In general, the proteins of any one (sub)family are distributed fairly equally between these three segments with few exceptions. Arm1 includes 17% of the total chromosome and encodes 16% of the transport proteins. The core

includes 57% of the chromosome and encodes 54% of the transport proteins. Arm2 includes 26% of the chromosome and encodes 30% of the transport proteins. Thus, transporter genes exhibit nearly uniform density within the three chromosomal segments. Three (sub)families (2.A.1.67, 2.A.39 and 3.A.1.3) have five members in S. coelicolor. The distributions of the encoding genes within arm1, arm2, PI3K Inhibitor Library concentration and core are 0/1/4, 1/2/2 and 0/0/5. Subfamily 3.A.1.3 is concerned exclusively with the uptake of polar amino acids and therefore probably serves housekeeping functions. Five subfamilies

have six proteins, and all but one are represented in all three chromosomal segments. Two subfamilies have seven proteins and two have eight.
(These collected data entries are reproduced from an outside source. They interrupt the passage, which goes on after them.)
PR #286, opened 2022-01-12
don't give approaches redundant train_tasks argument

ronuchit:
A simple code quality change here. Passing train_tasks into
learn_from_offline_dataset is a relic from the past, when we didn't have
our demonstration trajectories annotated with goals. All the information
in train_tasks is already contained in the Dataset object itself.

Instead of:
```
for task in train_tasks:
    print(task.init, task.goal)
```
one can do:
```
for traj in dataset:
    if not traj.is_demo:
        continue
    print(traj.states[0], traj.goal)
```

### DIFF
--- a/analysis/grammar_search_analysis.py
+++ b/analysis/grammar_search_analysis.py
@@ -14,7 +14,7 @@ from predicators.src.approaches.grammar_search_invention_approach import \
 from predicators.src.approaches.oracle_approach import _get_predicates_by_names
 from predicators.src.main import _run_testing
 from predicators.src import utils
-from predicators.src.structs import Predicate, Dataset, Task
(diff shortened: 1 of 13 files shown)


ronuchit:
@amburger66 this will affect your current PR

tomsilver (approved):
fine by me, but please wait for @amburger66 to confirm that this won't cause headaches in her stuff

ronuchit:
Yup, will wait. It shouldn't cause a headache hopefully, it's the exact same information, just need to access it a different way as illustrated above, or in my changes to interactive_learning_approach.py

amburger66 (approved):
cool, thanks for letting me know!

PR #287, opened 2022-01-13
Catch approach failures while testing

amburger66:
Catch approach failures, specifically OptionPlanExhausted, during policy execution so it continues to the next task and doesn't crash the whole thing.

### DIFF
--- a/src/main.py
+++ b/src/main.py
@@ -131,6 +131,10 @@ def _run_testing(env: BaseEnv, approach: BaseApproach) -> Metrics:
             print(f"Task {i+1} / {len(test_tasks)}: Environment failed "
                   f"with error: {e}")
             continue
+        except ApproachFailure as e:
+            print(f"Task {i+1} / {len(test_tasks)}: Approach failed "
+                  f"with error: {e}")
+            continue
         if solved:
             print(f"Task {i+1} / {len(test_tasks)}: SOLVED")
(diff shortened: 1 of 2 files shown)


src/main.py
```diff
@@ -131,6 +131,10 @@ def _run_testing(env: BaseEnv, approach: BaseApproach) -> Metrics:
             print(f"Task {i+1} / {len(test_tasks)}: Environment failed "
                   f"with error: {e}")
             continue
+        except ApproachFailure as e:
+            print(f"Task {i+1} / {len(test_tasks)}: Approach failed "
+                  f"with error: {e}")
```
ronuchit, line 136: can you say "Approach failed at policy execution time with error:" to distinguish from above?

also, except (ApproachTimeout, ApproachFailure)

tomsilver: @ronuchit re the second thing, what would `ApproachTimeout` mean at execution time?

ronuchit: approach failed to compute the next action within the time limit, imagine it's like an online planner for example

ronuchit: think of it not as execution time, but as policy inference time (same thing but slightly diff perspective)

tomsilver: got it, makes sense

tomsilver (approved):
Looks great, thank you!

PR #289, opened 2022-01-14
clean up random seeding

tomsilver:
@ronuchit the change to `update_config` is not super ideal, but the alternatives -- updating all current and future unit tests to explicitly set `seed`, or keep things the way they are now -- seem less good. lmk what you think though.

cc @NishanthJKumar , who originally pointed out the seed(0) grossness.

### DIFF
--- a/src/approaches/base_approach.py
+++ b/src/approaches/base_approach.py
@@ -7,6 +7,7 @@ import numpy as np
 from gym.spaces import Box
 from predicators.src.structs import State, Task, Predicate, Type, \
     ParameterizedOption, Action, Dataset, Metrics
+from predicators.src.settings import CFG
 
 
 class BaseApproach:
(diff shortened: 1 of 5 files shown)


tomsilver:
oops this seems fundamentally broken, disregard until further notice...

ronuchit (approved):
lgtm

tomsilver:
okay unfortunately we can't seed the action space / options in the environment for the reason I specified in the new comment. things I tried that didn't work:
1. use `__post_init__` -- doesn't work because environments aren't dataclasses, so this method is never called
2. change all environments to call `super().__init__()` at the end of their `__init__()` rather than the beginning, but this quickly got messy because some envs use rng inside of `__init__()`.

ronuchit:
okay np

PR #292, opened 2022-01-17
Add "experiment id" flag

amburger66:
The interactive learning approach can't use the excluded predicates flag, so I need some other way to distinguish between different experiment runs. This changes the config and save path strings.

All four are also represented in all three segments. Two subfamilies Selleckchem Mocetinostat (3.A.1.2 and 3.A.1.105) have ten members, and while the former has representation in all three segments, the latter has all ten genes in the core. These proteins catalyze drug export. Subfamily 2.A.1.2 has eleven members distributed throughout the chromosome. Two (sub)families have seventeen members. Family 2.A.3 amino acid uptake porters and subfamily 3.A.1.5 peptide and oligosaccharide uptake systems are distributed about equally on arm2 and the core with little or no representation on arm1. Finally, the 45 members of the MFS polar amino acid porters (subfamily 2.A.1.3) show equal representation in arm 2 and the core, but poor representation in arm1. Conversely, ABC sugar transporters of subfamily of 3.A.1.1 with 75 members have nearly equal distribution in the three chromosomal segments. In this case the gene density is somewhat highest on arm1. These results show that while the transporters in general are distributed in accordance with expectation based on the sizes of these segments, some (sub)families are asymmetrically distributed. However, seldom are the members of a single (sub)family localized to a single segment.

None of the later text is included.